Problem description: Copy each line of the following material that has the string "mention".

[Source material — start]

PR #1743, opened 2024-12-27
Skip uninteresting commits for blame

cruessler:
This PR is a PoC. It is a first attempt at implementing custom graph traversal for `blame::file`. This allows us to skip commits that we know don’t contain changes to the file being blamed. The PR is rough around the edges and contains a lot of `TODO`s and `todo!()`s.

A first round of tests showed a significant reduction in the number of commits traversed for `gix blame STABILITY.md`:

```
# before
Statistics {
    commits_traversed: 9261,
    commits_to_tree: 10710,
    trees_decoded: 10710,
    trees_diffed: 37,
    blobs_diffed: 36,
}

# after
Statistics {
    commits_traversed: 3657,
    commits_to_tree: 3749,
    trees_decoded: 3749,
    trees_diffed: 37,
    blobs_diffed: 36,
}
```

Also, profiling `gix blame STABILITY.md` on my machine revealed that the command took about 20 % less time to run.

PR #1751, opened 2025-01-09
Rework how blame is passed to parents

cruessler:
Before this PR, blame would have been passed to the first parent in some of the cases where there was more than one.

This PR changes that by only removing a particular suspect from further consideration once it has been compared to all of its parents. For hunks where blame cannot be passed to any parent, we can safely assume that they were introduced by a particular suspect, so we remove those hunks from `hunks_to_blame` and create a `BlameEntry` out of them.

We can illustrate the change using the following small example history:

```text
---1----2
    \    \
     3----4---
```

Let’s now say that we’re blaming a file that has the following content:

```text
line 1 # introduced by (1), then changed by (3)
line 2 # introduced by (1)
line 3 # introduced by (1), then changed by (2)
```

The resulting blame should look like this:

```text
(3) line 1
(1) line 2
(2) line 3
```

The previous version of the algorithm would have passed blame to just (2) or (3), depending on which one came first in the list of parents.

I discovered this discrepancy while working on creating a test for #1743.

Performance-wise there doesn’t seem to be a significant difference to `main`. Where there is, I think it is due to the implementation now being more correct. I haven’t dug really deep into benchmarking the changes, though.

It is possible that there’s still cases that this version of the algorithm does not get right, but I think it is a step in the right direction. Let me know what you think!

# Open question

- Do we prefer `new_unblamed_hunk(…)` or `UnblamedHunk { … }` in tests?

  Related to that: there’s a couple of comments in tests that mention `range_in_destination` although, at this point, this is just the name of a local variable in `new_unblamed_hunk` (it used to be the name of one of `UnblamedHunk`’s fields).

  I can certainly make this more consistent, but am slightly undecided as to whether it is worth the effort.

### DIFF
--- a/gix-blame/src/file/tests.rs
+++ b/gix-blame/src/file/tests.rs
@@ -16,23 +16,24 @@ fn new_unblamed_hunk(range_in_blamed_file: Range<u32>, suspect: ObjectId, offset
 }
 
 mod process_change {
+    use std::str::FromStr;
+
     use super::*;
-    use crate::file::{force_non_zero, process_change, Change, Offset, UnblamedHunk};
-    use crate::BlameEntry;
+    use crate::file::{process_change, Change, Offset, UnblamedHunk};
     use gix_hash::ObjectId;
 
     #[test]
     fn nothing() {
-        let mut lines_blamed = Vec::new();
         let mut new_hunks_to_blame = Vec::new();
         let mut offset_in_destination: Offset = Offset::Added(0);
-        let suspect = ObjectId::null(gix_hash::Kind::Sha1);
+        let suspect = ObjectId::from_str("0000000000000000000000000000000000000000").unwrap();
+        let parent = ObjectId::from_str("1111111111111111111111111111111111111111").unwrap();
 
         let (hunk, change) = process_change(
-            &mut lines_blamed,
             &mut new_hunks_to_blame,
             &mut offset_in_destination,
             suspect,
+            parent,
             None,
             None,
         );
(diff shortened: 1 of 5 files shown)


gix-blame/src/file/tests.rs
```diff
@@ -918,368 +870,345 @@ mod process_change {
...
-        let suspect_2 = ObjectId::from_hex(b"2222222222222222222222222222222222222222").unwrap();
-        let mut lines_blamed: Vec<BlameEntry> = vec![BlameEntry {
-            start_in_blamed_file: 0,
-            start_in_source_file: 0,
-            len: force_non_zero(1),
-            commit_id: suspect,
-        }];
-        let hunks_to_blame = vec![new_unblamed_hunk(1..3, suspect_2, Offset::Added(1))];
+        let suspect = ObjectId::from_hex(b"0000000000000000000000000000000000000000").unwrap();
+        let parent = ObjectId::from_str("1111111111111111111111111111111111111111").unwrap();
```
Byron, line 1157: Here I thought that a constant would be much less noisy and not harder to read, but I leave it to your preference and maybe a next PR can adjust this if you agree.

Byron (approved):
> It is possible that there’s still cases that this version of the algorithm does not get right, but I think it is a step in the right direction.

I absolutely think so too! This is a great finding and I'd hope that this maybe already fixes blame for all multi-parent cases. And I say that clearly as someone who didn't fully understand what's going on with some parts of the algorithm, something I'd hope to correct at some point.

> * Do we prefer `new_unblamed_hunk(…)` or `UnblamedHunk { … }` in tests?
>   Related to that: there’s a couple of comments in tests that mention `range_in_destination` although, at this point, this is just the name of a local variable in `new_unblamed_hunk` (it used to be the name of one of `UnblamedHunk`’s fields).
>   I can certainly make this more consistent, but am slightly undecided as to whether it is worth the effort.

I don't think I have a preference, but vaguely remember having introduced `new_unblamed_hunk()` for … some reasons I don't entirely recall.


Regarding everything else, I definitely didn't setup my review to the point where I can say that I follow each and every change, but assume it must be right as you are the expert. What I could do is to remove one TODO, which goes along with the general suggestion to try and avoid unnecessary `collect()` calls.

Byron:
Argh, I had couple of fixes that I forgot to push, have to adjust this in a follow-up.

gix-blame/src/file/tests.rs
cruessler: I just tried, and it appears that we can’t extract into a constant as neither `from_hex` nor `from_str` work in a `const` context which would be required for `const SUSPECT: ObjectId = …`. Or did you have something else in mind?

Byron: Right, these aren't const so can't easily be used in a static context. I think then I would define functions for it that deal with the `.unwrap()`, so it looks more like `let suspsect = null_sha(); let parent = one_sha()`.

cruessler: Makes sense! Done in #1756.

[Source material — finish]

Completed exercise:
  Related to that: there’s a couple of comments in tests that mention `range_in_destination` although, at this point, this is just the name of a local variable in `new_unblamed_hunk` (it used to be the name of one of `UnblamedHunk`’s fields).
>   Related to that: there’s a couple of comments in tests that mention `range_in_destination` although, at this point, this is just the name of a local variable in `new_unblamed_hunk` (it used to be the name of one of `UnblamedHunk`’s fields).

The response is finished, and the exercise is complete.